◆ **Task requirements**
Starting at the line that has "this PR does" and stopping after the line that has "AshleyDumaine: Is LDE", reproduce the listing below exactly; omit everything else.

──────── Input data

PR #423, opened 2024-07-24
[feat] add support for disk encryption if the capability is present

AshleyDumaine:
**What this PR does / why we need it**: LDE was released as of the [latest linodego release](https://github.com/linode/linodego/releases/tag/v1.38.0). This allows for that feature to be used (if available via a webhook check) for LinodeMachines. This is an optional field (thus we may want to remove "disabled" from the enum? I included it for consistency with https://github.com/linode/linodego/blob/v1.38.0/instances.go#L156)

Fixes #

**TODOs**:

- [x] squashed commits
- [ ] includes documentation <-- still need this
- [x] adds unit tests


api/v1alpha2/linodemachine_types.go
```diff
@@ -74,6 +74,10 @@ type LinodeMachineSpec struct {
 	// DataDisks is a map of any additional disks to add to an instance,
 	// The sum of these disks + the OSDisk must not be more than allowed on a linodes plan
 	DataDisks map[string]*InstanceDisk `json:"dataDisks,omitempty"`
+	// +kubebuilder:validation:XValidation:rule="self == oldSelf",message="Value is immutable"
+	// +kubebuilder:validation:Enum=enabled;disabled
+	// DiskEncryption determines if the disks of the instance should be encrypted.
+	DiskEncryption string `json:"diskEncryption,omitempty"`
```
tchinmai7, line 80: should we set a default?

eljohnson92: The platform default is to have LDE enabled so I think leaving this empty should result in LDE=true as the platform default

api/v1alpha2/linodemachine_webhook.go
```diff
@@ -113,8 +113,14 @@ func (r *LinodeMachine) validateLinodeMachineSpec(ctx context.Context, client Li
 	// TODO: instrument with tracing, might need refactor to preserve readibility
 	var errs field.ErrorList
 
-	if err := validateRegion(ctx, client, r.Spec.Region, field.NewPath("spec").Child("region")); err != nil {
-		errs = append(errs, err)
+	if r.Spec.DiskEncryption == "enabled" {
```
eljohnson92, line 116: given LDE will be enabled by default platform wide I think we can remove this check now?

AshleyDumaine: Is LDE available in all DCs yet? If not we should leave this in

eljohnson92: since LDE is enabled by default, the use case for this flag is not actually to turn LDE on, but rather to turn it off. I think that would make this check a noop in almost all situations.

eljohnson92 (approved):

────────────────

◆ **The answer**
**What this PR does / why we need it**: LDE was released as of the [latest linodego release](https://github.com/linode/linodego/releases/tag/v1.38.0). This allows for that feature to be used (if available via a webhook check) for LinodeMachines. This is an optional field (thus we may want to remove "disabled" from the enum? I included it for consistency with https://github.com/linode/linodego/blob/v1.38.0/instances.go#L156)

Fixes #

**TODOs**:

- [x] squashed commits
- [ ] includes documentation <-- still need this
- [x] adds unit tests


api/v1alpha2/linodemachine_types.go
```diff
@@ -74,6 +74,10 @@ type LinodeMachineSpec struct {
 	// DataDisks is a map of any additional disks to add to an instance,
 	// The sum of these disks + the OSDisk must not be more than allowed on a linodes plan
 	DataDisks map[string]*InstanceDisk `json:"dataDisks,omitempty"`
+	// +kubebuilder:validation:XValidation:rule="self == oldSelf",message="Value is immutable"
+	// +kubebuilder:validation:Enum=enabled;disabled
+	// DiskEncryption determines if the disks of the instance should be encrypted.
+	DiskEncryption string `json:"diskEncryption,omitempty"`
```
tchinmai7, line 80: should we set a default?

eljohnson92: The platform default is to have LDE enabled so I think leaving this empty should result in LDE=true as the platform default

api/v1alpha2/linodemachine_webhook.go
```diff
@@ -113,8 +113,14 @@ func (r *LinodeMachine) validateLinodeMachineSpec(ctx context.Context, client Li
 	// TODO: instrument with tracing, might need refactor to preserve readibility
 	var errs field.ErrorList
 
-	if err := validateRegion(ctx, client, r.Spec.Region, field.NewPath("spec").Child("region")); err != nil {
-		errs = append(errs, err)
+	if r.Spec.DiskEncryption == "enabled" {
```
eljohnson92, line 116: given LDE will be enabled by default platform wide I think we can remove this check now?

AshleyDumaine: Is LDE available in all DCs yet? If not we should leave this in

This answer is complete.